Variational Principle and Stochastic Lagrangian Formulation of Viscous Hydrodynamic Equations

TL;DR

This work develops a unifying stochastic variational framework for viscous fluid dynamics by extending the Constantin–Iyer stochastic Lagrangian representation to a broad class of viscous models. Central to the approach is a stochastic Hamilton–Pontryagin principle that yields a coupled stochastic Lagrangian–Eulerian system, a nonlinear Feynman–Kac representation, and generalized circulation theorems arising from particle relabeling symmetry.
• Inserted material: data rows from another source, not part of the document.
PR #351, opened 2019-03-20
Change gradle root project name to match the case of the git hub project

Jaggeroth:
Title says it all.
Change needed to simplify Eclipse Gradle Import process.

---
This change is [Reviewable](https://reviewable.io/reviews/rptools/maptool/351)

### DIFF
--- a/settings.gradle
+++ b/settings.gradle
@@ -15,4 +15,4 @@ include 'api'
 include 'services:webservice'
 */
 
-rootProject.name = 'MapTool'
+rootProject.name = 'maptool'


JamzTheMan:
@Jaggeroth and @cwisniew 

Any reason to not just change the project name to MapTool? RPTools is already title cased and looks better and less changes required?

JamzTheMan:
FWIW since we had to revert this change, It doesn't look like we can reapply the PR? It needs to be opened again?

Jaggeroth:
Where are we with this change?
We reverted it because it caused non-windows OS to lose their icon.
What change needs to happen to make sure that doesn't happen?

PR #366, opened 2019-03-23
Catch exceptions when MapTool is executed by Java 11

Azhrei:
#350 describes MapTool crashing badly when executed by Java 11.  This PR cleans up the exception handling so a nicer error message is displayed.  Exception handling is added to cover MapTool.main(), but also inside that method there is handling just for JavaFX splash screen creation so that the old Swing approach can be used instead.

The authors illustrate the framework through multiple examples (generalized SQG, Boussinesq–MHD, Hall–MHD) and connect it to Brenier’s generalized flows, offering both pathwise and statistical Kelvin-type conservation laws. They also provide a self-contained local well-posedness theory via Picard iteration for a deterministic Boussinesq–MHD system, highlighting the method’s robustness and potential for broader viscous models in fluid dynamics.

Abstract

In this manuscript, we extend Constantin-Iyer's Lagrangian formulation of Navier-Stokes Equation to a wider class of hydrodynamic models. Moreover, we prove that such Lagrangian formulation is naturally derived from a stochastic Hamilton-Pontryagin type variational principle. Generalized version of Kelvin circulation theorem in viscous fluids is also discussed. We also derive self-contained local well-posedness results of fluid models based on Lagrangian-Eulerian formulation using fixed point argument.